As expected, the *pure tones* (the 100 Hz and 400 Hz sine waves) have 2 peaks each, due to conjugate symmetry, whereas the signal formed by concatenating them has 4 peaks. Now, let's look at the spectrograms of these signals. Run the following code to plot the spectrogram of each signal.

In [None]:
f1, t1, x1_freqs = signal.spectrogram(x1, fs=1000)
f2, t2, x2_freqs = signal.spectrogram(x2, fs=1000)
f3, t3, x3_freqs = signal.spectrogram(x3, fs=1000)

fig, axs = plt.subplots(1, 3, figsize=(16, 4), dpi=200)

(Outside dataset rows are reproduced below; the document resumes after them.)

PR #2073, opened 2026-03-17
feat: VLAN-style region tagging for untagged flood packets

### LINKED ISSUE #2041: Feature Request: Auto-assign default scope to messages without scope
**Problem**

In the Netherlands, the MeshCore network experiences congestion due to:
- Excessive “test” and “Good morning” messages
- Floods caused by short-interval adverts
- Messages sent **without a scope**, which are forwarded across the entire mesh

This causes repeaters to be overloaded and users to resend messages multiple times.

Current solutions (manual scopes, regions) help, but depend on users knowing how to configure scopes. Forcing denyF *: would reduce traffic, **but new users would not be able to send messages**.

**Proposed Solution**

Add a **repeater-level configuration** to automatically assign a **default scope** to messages received without a scope.

**Behavior:**

1. Only applies to public messages without a scope.
2. The repeater rewrites the message’s scope to a pre-configured default, e.g., the local city or province.
3. This prevents flooding the entire mesh while still allowing new users to send messages.
4. Repeaters on older firmware will forward the rewritten message from updated repeaters, reducing overall traffic.

**Example:**

Repeater located in Barendrecht (South Holland) has regions:
   eu            (Europe)
   nl             (Netherlands)
   nl-zh        (South Holland)
   nl-zh-brr (Barendrecht)

- A user sends a public message without a scope.
- The repeater automatically rewrites it to nl-zh.
- Message stays within the province instead of flooding the Netherlands.

**Benefits**

- Reduces network-wide flooding
- Ensures new users can still send messages
- Simplifies traffic management for repeater admins
- Compatible with repeaters not running the latest firmware

**Optional Implementation Detail**

- Config option could be called: route.unknown.scope or default_scope
- Admin sets it per repeater
- Messages are rewritten only if no scope exists

dale-ruane:
## Summary

Closes #2041

- Repeaters can now opt in to automatically tagging untagged flood packets (`ROUTE_TYPE_FLOOD`) with their home region's transport code, converting them to `ROUTE_TYPE_TRANSPORT_FLOOD`
- Auto-tagging is **off by default** and must be explicitly enabled via `set region.autotag on` — having a home region set alone does not activate it
- A configurable hop limit (`set region.autotag.max.hops <0-8>`, default `1`) prevents mis-tagging packets that have already traversed multiple repeaters, since the further a packet has travelled the less likely the tagging repeater's home region is correct
- Adds `TRANSPORT_CODE_ALL` (`0xFFFF`) as a reserved code that bypasses region filtering, allowing mesh-wide flooding when explicitly requested
- Fully backwards compatible: repeaters with auto-tagging off (the default) behave exactly as before

## New CLI commands

| Command | Description |
|---|---|
| `get/set region.autotag on\|off` | Enable/disable auto-tagging of untagged flood packets (default: `off`) |
| `get/set region.autotag.max.hops <0-8>` | Only auto-tag packets with a path hash count ≤ this value (default: `1`). `0` = zero-hop (direct) only |

## How it works

- **Untagged flood arrives** + auto-tagging on + home region set + hop count within limit → tagged with home region's transport code and forwarded
- **Untagged flood arrives** + auto-tagging off or no home region → forwarded as-is (existing behaviour)
- **Untagged flood arrives** + hop count exceeds `region.autotag.max.hops` → forwarded as-is, not tagged
- **Tagged flood with ALL (0xFFFF)** → always forwarded regardless of region config
- **Tagged flood with region code** → existing region matching (unchanged)

## Test plan

- [ ] Repeater with `region.autotag off` (default) forwards untagged floods as before, even with a home region set
- [ ] Repeater with `region.autotag on` and home region set tags untagged floods with correct transport code
- [ ] Packets with `getPathHashCount()` > `region.autotag.max.hops` are forwarded without tagging
- [ ] Already-tagged packets pass through unchanged
- [ ] `TRANSPORT_CODE_ALL` packets are forwarded by all repeaters
- [ ] `set region.autotag.max.hops` rejects values outside 0-8
- [ ] Builds clean on ESP32 and NRF52 platforms


awhite2000:
@weebl2000 @ViezeVingertjes could someone please review this? it's a very important improvement to the way scoping works, which allows for a gentler and more flexible adoption of regions.

ViezeVingertjes (commented):
Looks good, and imho it does make sense to have this. 

Just a sanity check; Did you check if any documentation requires an update for this change?

awhite2000:
It definitely needs good docs, it's a new feature. IMHO docs on regions need to be beefed up anyway, explaining the concepts and not just the config syntax.
If @dale-ruane can provide it in this PR then that's great, if not then I think, given the backlog and how long this has been sitting, this PR should be merged and a new PR for improving docs on regions should be created, which I can take if no one else does.

AI7NC:
I think this is the best way to bootstrap region use adoption.

skyepn:
It looks like this also solves PR1810 "Allow direct message paths when denyf * is set"
https://github.com/meshcore-dev/MeshCore/pull/1810

Because `recv_pkt_region` is being set in `filterRecvFloodPacket`? This would be a very good thing, PR1810 is currently the top upvoted PR and many people in large meshes are using custom repeater builds with that PR which is not an ideal solution because it breaks the semantics of "deny flood packets with unset scope"

skyepn:
Should there be a new repeater CLI setting boolean to control this behaviour? Even though not setting a home region is a defacto way of turning it off, it should probably be explicit.

skyepn:
Just thinking about this a little more, especially in the case where a "boundary" repeater can hear nodes in other regions it is essential that the choice of home region is correct so that unscoped flood packets are not tagged with an incorrect region.  

For this reason I think there should be a new repeater setting for this feature and the default being off, as the choice of home region requires the repeater admin to think carefully about the intended behaviour.

To that end, it will be important for the `region home` command documentation to describe the process for choosing very clearly, which I believe should be **"the most specific region in the local region hierarchy that includes ALL nodes that the repeater can possibly hear"**

Local example using the [Pacific Northwest MeshCore Region Strategy](https://gessaman.com/meshcore/regions/) and a repeater on Mt Baker, Whatcom County, WA USA.  The physical location of the repeater would be `bli` but it would also be able to hear other counties, so you move up the tree to `w-wa`. But it can also hear packets from across the border in BC, Canada so the correct home region would be `pnw` as that is the most specific level where it is not possible to hear unscoped packets from any neighboring regions at that level (specifically `ca` ie California)

Writing this now, it seems like it might actually be better to only apply this to a configurable number of hops to avoid tagging flood packets that originated in distant regions and were forwarded by repeaters that did not have unscoped tagging turned on (or older firmwares that wouldn't support it).  I see that `_prefs.flood_max` is checked at the top of `allowPacketForward` but this new tagging behaviour should probably have it's own setting, and actually maybe only apply to zero hop flood packets received? Haven't thought this part through completely, but NOT restricting to direct/zero hop flood packets would almost guarantee that some flood packets received would be tagged incorrectly as there would be no way to choose the home region properly.

In other words, the repeater admin must know what geographical area they will receive flood packets from in order to choose the correct home region.

AI7NC:
This definitely needs some thought, repeater operators opting in seems like a good idea outside just setting the home region. I myself would be against tagging traffic for a repeater between two regions as the pnw region. That's way to wide of a scope to auto-tag traffic, it may as well be * at that point.

I do think there should be a auto-tag max hop setting where a repeater operator can tone down the auto tagging depending on where the repeater is located and what it hears. If scoping at a sub-region or state level, going up to 3 or 4 hops may make sense, while other areas even a zero hop will have some mis-tag issues. Allowing the admin to tune for best affect I think is most practical. 

Despite the above controls, some situations will not be fully be able to control 100% accuracy of the auto tagging. At some point it'll need to boil down to If originators want their traffic tagged correctly, they need to configure the region scope for their traffic at origination.

skyepn:
Yeah, the more I think about it, a repeater admin can't be expected to know the geographical reach even 1 or 2 hops out, it's hard enough to keep track of the location your own (direct, zero hop) contacts over time.

I think it auto-scoping should only be applied if the new setting is on and `getPathHashCount() == 0`?

awhite2000:
I agree that this limit is useful but let's make it configurable with the default 1 or 2. I know that in my area's topology no harm would be done even with 2-3.

EDIT: and we have to document it really well :)

dale-ruane:
Great suggestions all - I've added the opt-in and hop-limit. Docs coming in the next commit. Would appreciate feedback on the Docs and commit above

docs/cli_commands.md
```diff
@@ -712,6 +712,36 @@ This document provides an overview of CLI commands that can be sent to MeshCore
...
+**Usage:**
+- `get region.autotag`
+- `set region.autotag <state>`
+
+**Parameters:**
+- `state`: `on` (enable) or `off` (disable)
+
+**Default:** `off`
+
+**Note:** When enabled, the repeater stamps its home region's transport code onto untagged flood packets (`ROUTE_TYPE_FLOOD`) it receives, converting them to `ROUTE_TYPE_TRANSPORT_FLOOD` before re-broadcast. This provides VLAN-style scoping of legacy / un-scoped traffic, but requires a home region to be configured (see `region home`). Because mis-tagging is possible when the repeater can hear traffic originating outside its home region, this feature is opt-in. See also `region.autotag.max.hops` to limit how far a packet may have travelled before becoming eligible for auto-tagging. The reserved transport code `0xFFFF` (TRANSPORT_CODE_ALL) is always forwarded regardless of local region configuration, allowing explicit mesh-wide flooding when a sender requests it.
```
awhite2000: I don't think referring to VLAN is useful because there are both similarities and important differences. This was useful perhaps during conceptual development but our docs should be self-sufficient without requiring network engineering degree ;)

docs/cli_commands.md
```diff
@@ -712,6 +712,36 @@ This document provides an overview of CLI commands that can be sent to MeshCore
...
+
+---
+
+#### View or change the max hop count for auto-tagging
+**Usage:**
+- `get region.autotag.max.hops`
+- `set region.autotag.max.hops <value>`
+
+**Parameters:**
+- `value`: Maximum path hash count (0-8). `0` means only auto-tag packets received directly (zero-hop); higher values also auto-tag packets that already traversed that many repeaters.
```
awhite2000: "auto-tag packets" maybe add "without scope" for clarity?

docs/cli_commands.md
```diff
@@ -712,6 +712,36 @@ This document provides an overview of CLI commands that can be sent to MeshCore
 **Parameters:**
 - `name`: Region name
 
+**Note:** The home region is used by the auto-tag feature (see `region.autotag` below) to stamp a transport code onto untagged flood packets this repeater receives, converting them from `ROUTE_TYPE_FLOOD` to `ROUTE_TYPE_TRANSPORT_FLOOD`. When selecting a home region, choose the **most specific region in the local region hierarchy that includes all nodes this repeater can possibly hear** (including via hops you intend to cover — see `region.autotag.max.hops`). Choosing a home region that is too narrow will cause unscoped packets originating from neighbouring regions to be tagged incorrectly; choosing one that is too broad defeats the purpose of scoping.
```
awhite2000, line 731: We should also explain what happens when the home region is not set.

src/Packet.h
```diff
@@ -16,6 +16,8 @@ namespace mesh {
 #define ROUTE_TYPE_DIRECT            0x02    // direct route, 'path' is supplied
 #define ROUTE_TYPE_TRANSPORT_DIRECT  0x03    // direct route + transport codes
 
+#define TRANSPORT_CODE_ALL           0xFFFF  // special transport code: forward to all regions
```
awhite2000, line 19: Client apps will need to support sending packets with this code, which is different from sending without a scope. @liamcottle

dale-ruane: Yeah I had hoped that maybe this could be implemented in the client apps. Perhaps a one-time toggle for a message which then reverts? Just to gently encourage people not to just scope every message to all

src/helpers/CommonCLI.cpp
```diff
@@ -117,6 +119,8 @@ void CommonCLI::loadPrefsInt(FILESYSTEM* fs, const char* filename) {
 
     // sanitise settings
     _prefs->rx_boosted_gain = constrain(_prefs->rx_boosted_gain, 0, 1); // boolean
+    _prefs->region_autotag = constrain(_prefs->region_autotag, 0, 1);   // boolean
+    _prefs->region_autotag_max_hops = constrain(_prefs->region_autotag_max_hops, 0, 8);
```
awhite2000: This limit should be documented.

src/helpers/CommonCLI.cpp
```diff
@@ -597,6 +607,19 @@ void CommonCLI::handleCommand(uint32_t sender_timestamp, const char* command, ch
         *dp = 0;
         savePrefs();
         strcpy(reply, "OK");
+      } else if (memcmp(config, "region.autotag.max.hops ", 24) == 0) {
+        int h = atoi(&config[24]);
+        if (h >= 0 && h <= 8) {
```
awhite2000: See above, docs.
(In general I dislike magic numbers sprinkled in multiple places, perhaps a #define would be better).

docs/cli_commands.md
```diff
@@ -738,7 +738,9 @@ This document provides an overview of CLI commands that can be sent to MeshCore
 - `set region.autotag.max.hops <value>`
 
 **Parameters:**
-- `value`: Maximum path hash count (0-8). `0` means only auto-tag packets without scope received directly (zero-hop); higher values also auto-tag packets without scope that already traversed that many repeaters.
+- `value`: Maximum path hash count. `0` means only auto-tag packets without scope received directly (zero-hop); higher values also auto-tag packets without scope that already traversed that many repeaters.
+
+**Range:** `0` to `8` (inclusive). Values outside this range are rejected by `set` and clamped to this range on load. The upper bound of `8` is intentionally well below the default `flood.max` of `64`, because auto-tagging packets from far across the mesh almost always produces incorrect region assignments — the limit exists to keep admins honest about the geographic scope they can actually account for.
```
awhite2000, line 759: +1, nice.

ripplebiz:
OK, the TRANSPORT_CODE_ALL doesn't make much sense, to me. It's yet another rule change that would take time to percolate around with firmware version updates. And there already a rule that covers it (well, repeaters that allow un-scoped). Also, strikes me as something that would be abused, ie. if repeaters will all allow 0xFFFF ?

Also, auto-assigning the home region for un-scoped, seems more like a work-around for the current problem of most clients sending un-scoped floods (eg. for DM's, logins, requests, etc). But, this should soon be solved with the 'default scope' feature. (currently in the default-scope branch)

AI7NC:
I think this feature is needed. It'll be much easier to get the large-coverage repeater operators to region tag untagged traffic than to get all the users to. Once the majority is tagged then we can move to start blocking * traffic more quickly to better control our airtimes. Without this feature we're at the mercy of every client in the PNW RF network to decide to start tagging their traffic.

There needs to be an incentive to do so and there's no way of doing that right now than blocking * which is much more impactful than tagging their * traffic as the local region.  I'm all for this feature.

awhite2000:
> But, this should soon be solved with the 'default scope' feature. (currently in the default-scope branch)

@ripplebiz Please explain how is that different from the auto-tagging that this PR implements? I briefly looked at your branch (which doesn't have a corresponding PR nor any writeup so it's hard to tell what's the end goal) and it seems less robust than this implementation.

src/Packet.h
AI7NC: I'm against '0xFFFF'; that can way to easily be abused to DDOS the whole network. I'd say a large region can decide on their own whether to agree on a region wide flood code for emergencies or not.

AI7NC:
@dale-ruane Can you edit your top comment to include the added hop control? Some folks are reading the top comment proposal and are missing that you're including a hop max include setting to keep repeaters from tagging traffic from outside their region based on hops.

docs/cli_commands.md
LitBomb: 8 hops max is very arbitrary.  why cap it at 8 hops when it is already configurable by repeater owners?  Let the repeater owners decide what max hop fits their needs.  there is no one number that works for all meshes.

It is OK to have some recommendations for repeater owners of what values to use based on some other mesh variables.

LitBomb:
8 hops max is very arbitrary. why cap it at 8 hops when it is already configurable by repeater owners? Let the repeater owners decide what max hop fits their needs. there is no one number that works for all meshes.

It is OK to have some recommendations for repeater owners of what values to use based on some other mesh variables.

skyepn:
> Also, auto-assigning the home region for un-scoped, seems more like a work-around for the current problem of most clients sending un-scoped floods (eg. for DM's, logins, requests, etc). But, this should soon be solved with the 'default scope' feature. (currently in the default-scope branch)

Keep in mind Liam’s app is not the only app, all the apps and bots will have to be updated, plus all the repeaters, plus there’s no guarantee any new app or new bot will implement it, so unscoped flood will still be around for a very long time., probably forever. 

Flood traffic control is a big problem now and this would allow key backbone repeater admins to add flood control immediately. I don’t really see any downside other than the possibility of applying the wrong scope to a few packets which we’ve discussed above. 

This is a needed workaround imho, repeater owners should be able to tag the traffic going through their own repeaters.

dale-ruane:
> @dale-ruane Can you edit your top comment to include the added hop control? Some folks are reading the top comment proposal and are missing that you're including a hop max include setting to keep repeaters from tagging traffic from outside their region based on hops.

All done.

Also resolved conflicts caused by new upstream release :)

axs[0].pcolormesh(t1, f1, x1_freqs, cmap="gray")
axs[0].set_ylabel('Frequency [Hz]')
axs[0].set_xlabel('Time [sec]')
axs[0].set_title("100 Hz Signal")

axs[1].pcolormesh(t2, f2, x2_freqs, cmap="gray")
axs[1].set_ylabel('Frequency [Hz]')
axs[1].set_xlabel('Time [sec]')
axs[1].set_title("400 Hz Signal")

axs[2].pcolormesh(t3, f3, x3_freqs, cmap="gray")
axs[2].set_ylabel('Frequency [Hz]')
axs[2].set_xlabel('Time [sec]')
axs[2].set_title("100 Hz and 400 Hz Signal")

plt.show()

If you did this correctly, you should see 3 spectrograms. The first one will have a single band at 100 Hz. The second will have a single band at 400 Hz. The final one will have two bands (one at 100 Hz and one at 400 Hz). The reason we aren't seeing conjugate symmetry here is because we are only plotting the positive frequencies. For the most part, these spectrograms appear to give us the same information as the DFT. 

However, notice that in the 3rd spectrogram, the frequencies are mostly only present for the duration they exist. There's some overlap between 1.0-1.2 seconds, which isn't what we would have expected. This happens because SciPy doesn't truly use distinct chunks, as we mentioned above, and instead goes with a more sophisticated overlapping window approach, covered in EE 123 (this gives a better tradeoff between the temporal and spectral resolutions).

## Q1c: Spectrograms of Songs

Now that we've got the basic concepts down, let's load *Viva La Vida* and *Mr. Brightside* and compare their spectrograms. Run the cell below to load the songs.

In [None]:
fs, coldplay = wavfile.read("VivaLaVida.wav")
coldplay = np.mean(coldplay, axis=1)

fs, killers = wavfile.read("MrBrightside.wav")
killers = np.mean(killers, axis=1)

Since we haven't heard *Mr. Brightside* yet, let's load it in now and have a listen. This cell will take a few seconds to load before the audio interface shows up.

In [None]:
ipd.Audio("MrBrightside.wav")

To get a better looking image when visualizing the spectrogram, we'll plot everything in decibels. 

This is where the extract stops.